Good news is that Cannondale has been shipping larger volumes of bikes the past few weeks. So this week is quite possible.


----------



## nathanbal (Feb 23, 2009)

is the system still down? im waiting on updated dates on a couple of bikes...


----------



## nathanbal (Feb 23, 2009)

YB1 - delivery dates I was given on the Di2 for our team's bikes was March next year. 

Also (and I'm not sure if this is correct), I got told that even if they get here then, the bikes dont ship with the internal wiring??? so the shop has to source them and there is a massive shortage at the moment due to the earthquake in japan... didnt make any sense.


----------



## Dan Gerous (Mar 28, 2005)

The system should be all up and running...

They do produce the frames in batches, different sizes and colors are not all produced at the same time. I'm guessing less popular options could take longer than, say, a 54 black and white for the SRAM Red model. 60cm is not the most common size and the Di2 model (specific color and cable/wire fittings) wont be their best seller either... combine the two and it can take a bit longer. But, since we have already seen some Di2...

A lot of times (in most cases actually), the delays are due to parts not being available. Maybe Di2 parts are in short supply or something else. On cheap bikes, they often switch parts to deliver the bikes quicker but on high-end builds, they can't really since consumer are more picky and choose their bikes not just for their price-points... although, IMO, switching from Di2 to Campagnolo EPS would be a nice upgrade!  Not that EPS is already available anyway...
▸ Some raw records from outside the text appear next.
PR #3327, opened 2025-11-12
RFC6265bis: Address Dnsdir issues

sbingler:
The DNS Directorate review, https://lists.w3.org/Archives/Public/ietf-http-wg/2025JanMar/0140.html, surfaced a number of issues.

Primarily this PR:

- Adds a new name resolution section to clarify the spec's stance on name resolution (ASCII only, DNS default)
- Tightens the canonicalization sub-algorithm to only operate on the expected label types
- Adds a new PSL security consideration section


draft-ietf-httpbis-rfc6265bis.md
```diff
@@ -333,6 +332,16 @@ cookies, such as a web browser API that exposes cookies to scripts.
 The term "top-level navigation" refers to a navigation of a top-level
 traversable.
 
+## Name Resolution System
```
sbingler, line 335: This currently lives in the "Conventions" section, maybe "Overview" would be a better place for it?

draft-ietf-httpbis-rfc6265bis.md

But, I don't think the shop's to blame.


----------



## KeithH (Dec 10, 2011)

Waiting for the bike has been frustrating, but even more frustrating has been the lack of information. My LBS could not get any status information at all until last week, when he was told he would have it this week. Hopefully its not just lip service. :mad2:


----------



## YB1 (May 14, 2009)

Now I'm being told that the initial date of Dec 9 was for the first four 56cm Di2 Evo's, which were ordered in June when the books first opened up, not my bike. My bike which wasn't ordered until mid-August is actually going to be a mid-Feb delivery. So more waiting...


----------



## Duc Hunter (Aug 10, 2005)

Bad news I think. I ordered my Ultimate the second day they were orderable. My initial delivery date was 7/15/11. It has slipped 15 times since then....and the latest slip was until "at least mid-January". It's a size 60. The shop here is owned by a friend, and my Cannondale rep is a friend (wonders buying 7 Cannondales in 5 years. I have seen 56's come in, 58's come in, 62's are ready to ship, even a 58 Ultimate and a 56 Ultimate have come in.....but not my 60.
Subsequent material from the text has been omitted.